§ EXERCISE INSTRUCTIONS
Which lines below contain "string"? Pull them out.

§ Saved data entries
PR #9685, opened 2019-03-14
Only load es.symbol.description when using it.

nicolo-ribaudo:
:warning: This PR isn't targeting `master`, but the `update-to-core-js-3` branch.

@zloirock This was the change I was proposing earlier today on Slack. I don't think that this can cause missing polyfills or polyfills imported in the wrong order.

1)  `Symbol()`, chrome 40
    Before: es.symbol, es.symbol.description, es.object.to-string
    After: es.symbol, es.object.to-string

2) `Symbol()`, chrome 60
   Before: es.symbol.description
   After: (none)

3) `foo.description`, chrome 40
   Before: es.symbol, es.symbol.description
   After: es.symbol, es.symbol.description

3) `foo.description`, chrome 60
   Before: es.symbol.description
   After: es.symbol.description

I tried to do the same for Map/Set proposal methods, but I couldn't because whenever someone used the `[].filter` method it would have included the `es.map` polyfill (even if proposals were disabled).

### DIFF
--- a/packages/babel-preset-env/src/polyfills/corejs3/built-in-definitions.js
+++ b/packages/babel-preset-env/src/polyfills/corejs3/built-in-definitions.js
@@ -53,11 +53,7 @@ const PromiseDependenciesWithIterators = [
   ...CommonIterators,
 ];
 
-const SymbolDependencies = [
-  "es.symbol",
-  "es.symbol.description",
-  "es.object.to-string",
-];
+const SymbolDependencies = ["es.symbol", "es.object.to-string"];
 
 const MapDependencies = [
   "es.map",


zloirock:
As I said, it will not work for `es.symbol.description`. `Symbol#description` requires `Symbol` [constructor wrapper](https://github.com/zloirock/core-js/blob/master/packages/core-js/modules/es.symbol.description.js#L17-L25), so we should load a polyfill on symbol creation.
```js
// file-1
require('core-js/modules/es.symbol');
module.exports = Symbol('');

// file-2
require('core-js/modules/es.symbol');
require('core-js/modules/es.symbol.description');
const symbol = require('./file-1');
console.log(symbol.description); // => undefined, but should be ''
```

zloirock:
If you wan't to load by this way collections methods - it will work - we can add some hacks for don't add not required modules without `proposals` flag. But, for example,
```js
something.filter
```
with `proposals` flag will be transpiled at least to 
```js
import "core-js/modules/es.array.filter";
import "core-js/modules/es.array.iterator";
import "core-js/modules/es.map";
import "core-js/modules/es.object.to-string";
import "core-js/modules/es.set";
import "core-js/modules/es.string.iterator";
import "core-js/modules/es.typed-array.filter";
import "core-js/modules/es.typed-array.to-string";
import "core-js/modules/esnext.map.filter";
import "core-js/modules/esnext.set.filter";
import "core-js/modules/web.dom-collections.iterator";

something.filter
```

It would be better to leave it on constructor detection.

zloirock:
BTW
```js
[].filter
```
anyway will be transpiled to 
```js
import "core-js/modules/es.array.filter";

[].filter
```
since we know what the source is an array.

nicolo-ribaudo:
> As I said, it will not work for es.symbol.description. Symbol#description requires Symbol constructor wrapper

Oh I tought that it was only needed for native symbols :man_facepalming:

Issue #6872, opened 2017-11-22
InitializeInstanceFields should be called before returning from super call


gsathya:
> Choose one: is this a bug report or feature request?

bug

### Input Code

```js
var log = [];

class Foo extends class {} {
  x = log.push(1);

  constructor() {
    super();
    super();
  }
}

try {
	new Foo;
} catch(e) {}

console.log(log)
```

### Babel/Babylon Configuration (.babelrc, package.json, cli command)

stage3,stage2

### Expected Behavior

`[1, 1]`

### Current Behavior

`[1]`

### Your Environment

[REPL](https://babeljs.io/repl/build/master#?babili=false&browsers=&build=&builtIns=false&code_lz=G4QwTgBANg9g5hAvBA2gXQNwCgsGMogDOhEAYjDBAKYAeALlQHYAmJ-RJA3gL4SdYQINJNHgA6AA4BXQgAsAFAEYAlNgERcMRoTpgpuOjDDzlfdYMJSJVY6vMRL129kHcsbrLoCeZgJCMqAHcyCmxeXBA6XAUqUx4cTW0YKCoxWDh5dOUgA&debug=false&circleciRepo=&evaluate=true&lineWrap=false&presets=stage-2%2Cstage-3&targets=&version=7.0.0-beta.32)

xtuc:
ah good catch!

Does it make sense to call `super` multiple times? Otherwise we should keep a state in the transformation to know if we already initialized stuff.

gsathya:
> Does it make sense to call super multiple times?

Nope. It's an error. But it should error out *after* the field initializers are run.

xtuc:
Ok so we should probably transform the second super call to a throw statement.

gsathya:
Except you still want to call the super constructor.

```
var i = 0;

class X {
  constructor() { i++; } 
}

class P extends X {
  constructor() {
    super();
    super();
  }
}

try { new P; } catch(e) {}
console.log(i);
```

This should print `2`

nicolo-ribaudo:
@xtuc It isn't always that easy:

e.g.
```js
class A {
  constructor() {
    if (Math.random() > .5) super();
    if (Math.random() > .5) super();
  }
}
```

The problem is that `_possibleConstructorReurn` throws before the initializers are executed, while the correct order should be (to my understanding)
1. Call the super constructor
2. Run properties initializers
3. If `this` was already defined, throw an error
(currently 2 and 3 are swapped)

[...]

PR #9686, opened 2019-03-14
Add test for checking duplicate super call after initialization

thiagoarrais:
| Fixed Issues?            | Relates to #6872
| Documentation PR Link    | no

This just adds @gsathya's example code from #6872 as a test case to (a) show that the bug is already fixed and (b) prevent regressions.

### DIFF
--- a/packages/babel-plugin-proposal-class-properties/test/fixtures/public/check-dup-after-initialize/exec.js
+++ b/packages/babel-plugin-proposal-class-properties/test/fixtures/public/check-dup-after-initialize/exec.js
@@ -1,0 +1,18 @@
+// from issue 6872
+
+var log = [];
+
+class Foo extends class {} {
+  x = log.push(1);
+
+  constructor() {
+    super();
+    super();
+  }
+}
+
+try {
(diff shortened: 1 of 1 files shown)


nicolo-ribaudo:
I'm really surprised that this works.

thiagoarrais:
Added the i/o fixture. Will take a look into not transpiling later.

That's the second time we find something that shouldn't work but does. I'm already getting used to it. :smile:

thiagoarrais:
The issue shows up when not transpiling classes. I've added a failing test case and will work on fixing it next.

nicolo-ribaudo:
Please only fix it when a `spec: true` option is enabled, since 
<details>
<summary>Spoiler</summary>
it will require wrapping every `super()` with `try/finally`.
</details>

nicolo-ribaudo:
Note they initializers should run always after `super()` (even if it is the second one), but before that it throws.

thiagoarrais:
Will augment the test with that, then... Can you point to that specific behavior in the spec?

§ WRITTEN RESPONSE
    Before: es.symbol, es.symbol.description, es.object.to-string
    After: es.symbol, es.object.to-string
-  "es.object.to-string",
+const SymbolDependencies = ["es.symbol", "es.object.to-string"];
import "core-js/modules/es.object.to-string";
import "core-js/modules/es.string.iterator";
import "core-js/modules/es.typed-array.to-string";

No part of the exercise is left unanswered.